日本は、少子化・人手不足の常態化、インフレの継続、そして賃上げが中小企業まで十分に浸透しない状況にあり、日本経済が抱える構造的な課題と短期的な変動要因が複雑に絡み合っている。加えて、トランプ政権の関税政策という海外からの大きな不確実性も加わっている。

そこで本稿では、これらの状況を踏まえ、2025年の総括と2026年の日本経済を展望する。

2025年の日本経済総括

2025年の日本経済は、「緩やかな回復の途上にあったものの、外需の不確実性と内需の力強さ不足が並存した一年」として総括される。
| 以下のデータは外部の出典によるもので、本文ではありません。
PR #3858, opened 2022-03-18
[DRAFT]`generate` API proposal

yidong72:
Let's review the proposed `generate` API for models that can generate text. 
Note, it is for discussion. **DON'T** approve and merge it.

### DIFF
--- a/nemo/collections/nlp/models/language_modeling/megatron_gpt_model.py
+++ b/nemo/collections/nlp/models/language_modeling/megatron_gpt_model.py
@@ -22,6 +22,7 @@ from omegaconf.dictconfig import DictConfig
 from omegaconf.omegaconf import open_dict
 from pytorch_lightning.plugins.precision.native_amp import NativeMixedPrecisionPlugin
 from pytorch_lightning.trainer.trainer import Trainer
+from torch import Tensor
 
 from nemo.collections.nlp.data.language_modeling.megatron.gpt_dataset import build_train_valid_test_datasets
 from nemo.collections.nlp.data.language_modeling.megatron.gpt_prompt_tuning_dataset import GPTPromptTuningDataset
@@ -39,6 +40,7 @@ from nemo.collections.nlp.modules.common.megatron.utils import (
     get_ltor_masks_and_position_ids,
 )
 from nemo.collections.nlp.modules.common.tokenizer_utils import get_nmt_tokenizer
+from nemo.collections.nlp.modules.common.transformer.text_generable_model import TextGenerableModelInterface
 from nemo.collections.nlp.parts.nlp_overrides import GradScaler
 from nemo.collections.nlp.parts.utils_funcs import get_last_rank
 from nemo.core.optim import MainParamsOptimizerWrapper, prepare_lr_scheduler
@@ -90,7 +92,7 @@ def _get_params_for_weight_decay_optimization(
     return weight_decay_params, no_weight_decay_params
 
 
-class MegatronGPTModel(NLPModel):
+class MegatronGPTModel(NLPModel, TextGenerableModelInterface):
     """
     Megatron GPT pretraining and prompt tuning
     """
@@ -874,6 +876,10 @@ class MegatronGPTModel(NLPModel):
             for param in param_group['params']:
                 params.append(param)
         return params
+
+    def generate(self, inputs: Union[List[str], Tensor, List[dict]], sampling_params: SamplingParam) -> OutputType:
+        # no implementation
+        return super().generate(inputs, sampling_params)
 
     def predict_step(self, batch: Any, batch_idx: int, dataloader_idx: Optional[int] = None) -> Any:
         request, positions, tokens_to_generate, compute_logprobs = MegatronGPTModel._bucketize_gpt_inference(
--- a/nemo/collections/nlp/models/language_modeling/megatron_gpt_model.py
+++ b/nemo/collections/nlp/models/language_modeling/megatron_gpt_model.py
@@ -40,7 +40,7 @@ from nemo.collections.nlp.modules.common.megatron.utils import (
     get_ltor_masks_and_position_ids,
 )
 from nemo.collections.nlp.modules.common.tokenizer_utils import get_nmt_tokenizer
-from nemo.collections.nlp.modules.common.transformer.text_generable_model import TextGenerableModelInterface
+from nemo.collections.nlp.modules.common.transformer.text_generable_model import OutputType, SamplingParam, TextGeneration
 from nemo.collections.nlp.parts.nlp_overrides import GradScaler
 from nemo.collections.nlp.parts.utils_funcs import get_last_rank
 from nemo.core.optim import MainParamsOptimizerWrapper, prepare_lr_scheduler
@@ -92,7 +92,7 @@ def _get_params_for_weight_decay_optimization(
     return weight_decay_params, no_weight_decay_params
 
 
-class MegatronGPTModel(NLPModel, TextGenerableModelInterface):
+class MegatronGPTModel(NLPModel, TextGeneration):
     """
     Megatron GPT pretraining and prompt tuning
     """
--- a/nemo/collections/nlp/modules/common/transformer/text_generable_model.py
+++ b/nemo/collections/nlp/modules/common/transformer/text_generable_model.py
@@ -1,0 +1,59 @@
+from typing import List, TypedDict, Union
+
+from torch import Tensor
+
+
+class SamplingParam(TypedDict):
+    max_length: int  # The maximum length of the sequence to be generated.
+    min_length: int  # The minimum length of the sequence to be generated.
+    do_sample: bool  # Whether or not to use sampling ; use greedy decoding otherwise
+    top_k: int  # The number of highest probability vocabulary tokens to keep for top-k-filtering.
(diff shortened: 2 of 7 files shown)


nemo/collections/nlp/modules/common/transformer/text_generable_model.py
```diff
@@ -0,0 +1,59 @@
...
+
+
+class OutputType(TypedDict):
+    sentences: List[str]  # output sentences
+    tokens: List[List[str]]  # output sentences borken into tokens
+    logits: List[Tensor]  # logits output for all the tokens
+    token_ids: List[Tensor]  # output sentence token ids
+
+
+class TextGenerableModelInterface:
```
okuchaiev, line 23: Class naming conventions were described in our internal dev guide but I moved it into https://github.com/NVIDIA/NeMo/blob/main/CONTRIBUTING.md so that anyone can see it. 

Let's rename this class to something like ``TextGeneration``

nemo/collections/nlp/modules/common/transformer/text_generable_model.py
```diff
@@ -0,0 +1,59 @@
...
+    """
+    Interface for all models that is able to generate text.
```
okuchaiev, line 25: grammar?

nemo/collections/nlp/modules/common/transformer/text_generable_model.py
```diff
@@ -0,0 +1,59 @@
...
+
+    """
+
+    def generate(self, inputs: Union[List[str], Tensor, List[dict]], sampling_params: SamplingParam) -> OutputType:
+        """
+        Public method for all models that is able to generate text.
+        @params
```
okuchaiev, line 32: wrong docstring format, it won't be picked up by Sphynx for autodoc generation. Can you please follow this kind of format for method docstrings: https://docs.nvidia.com/deeplearning/nemo/user-guide/docs/en/main/_modules/nemo/core/classes/modelPT.html#ModelPT.register_artifact

nemo/collections/nlp/modules/common/transformer/text_generable_model.py
```diff
@@ -0,0 +1,59 @@
...
+            inputs: Union[List[str], Tensor, List[dict]]
+                Can be one of the 3 types: 
+                1. List of strings. Each element of the list provides input prompt. The model will apply tokenizer on it.
+                    E.g [‘sentence’, ‘sentence2’ … ]
+                2. Pytorch Tensor of shape (batch_size, seq_length).  The sequence used as a prompt for the generation or as model inputs to the encoder. It will skip the tokenization step.
```
okuchaiev, line 37: How to pad in case 2? (with which token?)

nemo/collections/nlp/modules/common/transformer/text_generable_model.py
```diff
@@ -0,0 +1,59 @@
...
+                    E.g. torch.tensor([[23,5234,23,35…], [223,323,23,23232,232] …])    
+                3. List of python dict objects. Used for prompt/p-tuning inputs where a set of key-value pairs are converted into input token embeddings for the model.
```
okuchaiev, line 39: In prompt/p-tuning case are we only going to support strings? What about tokenized and/or tensor modes?

yidong72: For Prompt/p-tuning model, once the model is trained, the embeddings for the virtual tokens are fixed. We can add virtual tokens to the vocab and expand the embedding table to include those virtual token embeddings which are generated from the prompt encoder.  This is the step that is needed for preparing the model for fastertransformer so it has the best compatibility with GPT models.

Once we finished the virtual tokens vocab expansion step, we can simply use the Tensor type token id input to generate text.

nemo/collections/nlp/modules/common/transformer/text_generable_model.py
yidong72: changed

nemo/collections/nlp/modules/common/transformer/text_generable_model.py
yidong72: fixed

nemo/collections/nlp/modules/common/transformer/text_generable_model.py
yidong72: fixed

nemo/collections/nlp/modules/common/transformer/text_generable_model.py
yidong72: we assume the input tokens are already padded since it expects a single tensor.

okuchaiev:
what about .complete method? It is now redundant and should be gone, right?

nemo/collections/nlp/models/language_modeling/megatron_gpt_model.py
```diff
@@ -875,6 +877,10 @@ def get_parameters(self):
                 params.append(param)
         return params
 
+    def generate(self, inputs: Union[List[str], Tensor, List[dict]], sampling_params: SamplingParam) -> OutputType:
+        # no implementation
+        return super().generate(inputs, sampling_params)
+
     def predict_step(self, batch: Any, batch_idx: int, dataloader_idx: Optional[int] = None) -> Any:
```
okuchaiev, line 884: I'm wondering how will we maximize the code re-use between predict/eval/test_step and .generate?
Will you be relying on ._bucketize_gpt_inference under the hood of ".generate"?

nemo/collections/nlp/modules/common/transformer/text_generable_model.py
```diff
@@ -0,0 +1,60 @@
+from builtins import NotImplementedError, bool, int, float, str
+from typing import List, TypedDict, Union
+
+from torch import Tensor
+
+
+class SamplingParam(TypedDict):
+    max_length: int  # The maximum length of the sequence to be generated.
```
okuchaiev, line 8: should we add an option to stop if "." was generated?

nemo/collections/nlp/models/language_modeling/megatron_gpt_model.py
yidong72: I would do the opposite. The `.generate` calls `trainer.predict` as we need it to initialize the DDPPlugin. So `predict_step` and `bucket` For `eval` and `test`, it just evaluate the LM loss which is different from text generation.  
` ._bucketize_gpt_inference` will not be used as the `text_generation_util` padded the tokens into the same length.

nemo/collections/nlp/modules/common/transformer/text_generable_model.py
okuchaiev: @vadam5  what do you think?

nemo/collections/nlp/models/language_modeling/megatron_gpt_model.py
okuchaiev: what if Model was created without passing the trainer instance (non-model parallel)?

ericharper: Even non-model parallel models require Trainer.

okuchaiev: @ericharper I think it can be None for non-model parallel stuff, isn't it https://github.com/NVIDIA/NeMo/blob/main/nemo/collections/nlp/models/nlp_model.py#L48 ?

ericharper: for NLPModels, but megatron layers require ddp

ericharper: https://github.com/NVIDIA/NeMo/blob/c4ec081c2a6d718f8917155d55a006b5f6fcbb27/nemo/collections/nlp/modules/common/megatron/transformer.py#L689

nemo/collections/nlp/modules/common/transformer/text_generable_model.py
ericharper: i think compute_logprobs should be replaced by generate(compute_logprobs=True) or something like that

okuchaiev:
"[text_generable_model.py]" - typo in filename

nemo/collections/nlp/modules/common/transformer/text_generable_model.py
```diff
@@ -0,0 +1,60 @@
...
+    token_ids: List[Tensor]  # output sentence token ids
+
+
+class TextGeneration:
+    """
+    Interface for all text generation models.
+    """
+
+    def generate(self, inputs: Union[List[str], Tensor, List[dict]], sampling_params: SamplingParam) -> OutputType:
+        """
```
okuchaiev, line 30: can we set "sampling_params=None" by default

nemo/collections/nlp/models/language_modeling/megatron_gpt_model.py
```diff
@@ -875,6 +877,10 @@ def get_parameters(self):
                 params.append(param)
         return params
 
+    def generate(self, inputs: Union[List[str], Tensor, List[dict]], sampling_params: SamplingParam) -> OutputType:
```
vadam5, line 880: Could the default be set to None in the method signature here?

実際、2025年の実質GDP成長率はIMF(10月)・OECD(12月)の予測でいずれも+1%を超え、0%台半ばとされる潜在成長率を上回るプラス成長が見込まれている。ただし、四半期ベースで見ると、アメリカの関税政策の影響や内需の弱さから7-9月期にマイナス成長となる局面が確認されている(図表1)。

一方、CPIコアインフレ率は+2%台半ば~3%台で推移し、日本銀行が目指す2%の物価目標を上回る状態が続いた。特に、食料品価格の上昇がCPIを押し上げたが、伸び率のピークアウトや原油安などにより、年後半にかけては徐々に上昇ペースが鈍化した。また2025年春闘では、構造的な人手不足も背景に+5%を超える高い賃上げ率となったが、物価高に実質賃金の上昇が追いつかない「実質賃金のマイナス」の状態が長く続き、個人消費の回復が妨げられた。賃上げが中小企業や非正規雇用まで十分に行き渡らなかったため、所得環境の改善が消費につながる好循環は限定的だった。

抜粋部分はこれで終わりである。